| WHAT TO WORK ON |
What is needed is an exact copy of the entries below, from the line that contains "Reverts ACCESS-NRI/spack-packages#79" through the final line, both included, and nothing else.
** Opening DATA SHOWN block **
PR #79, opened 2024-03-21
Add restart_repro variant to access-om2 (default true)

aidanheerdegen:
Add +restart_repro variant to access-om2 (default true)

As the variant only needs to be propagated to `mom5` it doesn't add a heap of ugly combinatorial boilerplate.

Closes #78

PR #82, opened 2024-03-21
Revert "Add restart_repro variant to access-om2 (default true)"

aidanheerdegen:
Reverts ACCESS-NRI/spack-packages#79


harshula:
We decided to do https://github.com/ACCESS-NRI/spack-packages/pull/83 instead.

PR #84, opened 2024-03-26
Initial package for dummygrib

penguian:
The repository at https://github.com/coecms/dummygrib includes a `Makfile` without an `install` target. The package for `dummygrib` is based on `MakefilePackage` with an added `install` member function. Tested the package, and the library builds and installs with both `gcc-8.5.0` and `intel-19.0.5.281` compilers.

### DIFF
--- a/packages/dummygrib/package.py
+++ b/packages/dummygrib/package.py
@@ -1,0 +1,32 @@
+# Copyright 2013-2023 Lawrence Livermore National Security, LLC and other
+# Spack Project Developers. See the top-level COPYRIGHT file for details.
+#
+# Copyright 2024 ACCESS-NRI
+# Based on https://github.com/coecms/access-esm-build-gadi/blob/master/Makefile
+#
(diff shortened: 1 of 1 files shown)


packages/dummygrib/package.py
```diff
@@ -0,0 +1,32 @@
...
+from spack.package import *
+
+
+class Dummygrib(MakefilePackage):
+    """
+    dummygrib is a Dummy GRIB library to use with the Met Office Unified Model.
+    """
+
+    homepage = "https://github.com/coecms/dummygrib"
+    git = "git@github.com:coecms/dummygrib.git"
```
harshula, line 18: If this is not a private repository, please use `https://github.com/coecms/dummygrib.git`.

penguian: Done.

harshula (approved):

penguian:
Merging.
** Closing DATA SHOWN block **
| RESULT |
Reverts ACCESS-NRI/spack-packages#79


harshula:
We decided to do https://github.com/ACCESS-NRI/spack-packages/pull/83 instead.

PR #84, opened 2024-03-26
Initial package for dummygrib

penguian:
The repository at https://github.com/coecms/dummygrib includes a `Makfile` without an `install` target. The package for `dummygrib` is based on `MakefilePackage` with an added `install` member function. Tested the package, and the library builds and installs with both `gcc-8.5.0` and `intel-19.0.5.281` compilers.

### DIFF
--- a/packages/dummygrib/package.py
+++ b/packages/dummygrib/package.py
@@ -1,0 +1,32 @@
+# Copyright 2013-2023 Lawrence Livermore National Security, LLC and other
+# Spack Project Developers. See the top-level COPYRIGHT file for details.
+#
+# Copyright 2024 ACCESS-NRI
+# Based on https://github.com/coecms/access-esm-build-gadi/blob/master/Makefile
+#
(diff shortened: 1 of 1 files shown)


packages/dummygrib/package.py
```diff
@@ -0,0 +1,32 @@
...
+from spack.package import *
+
+
+class Dummygrib(MakefilePackage):
+    """
+    dummygrib is a Dummy GRIB library to use with the Met Office Unified Model.
+    """
+
+    homepage = "https://github.com/coecms/dummygrib"
+    git = "git@github.com:coecms/dummygrib.git"
```
harshula, line 18: If this is not a private repository, please use `https://github.com/coecms/dummygrib.git`.

penguian: Done.

harshula (approved):

penguian:
Merging.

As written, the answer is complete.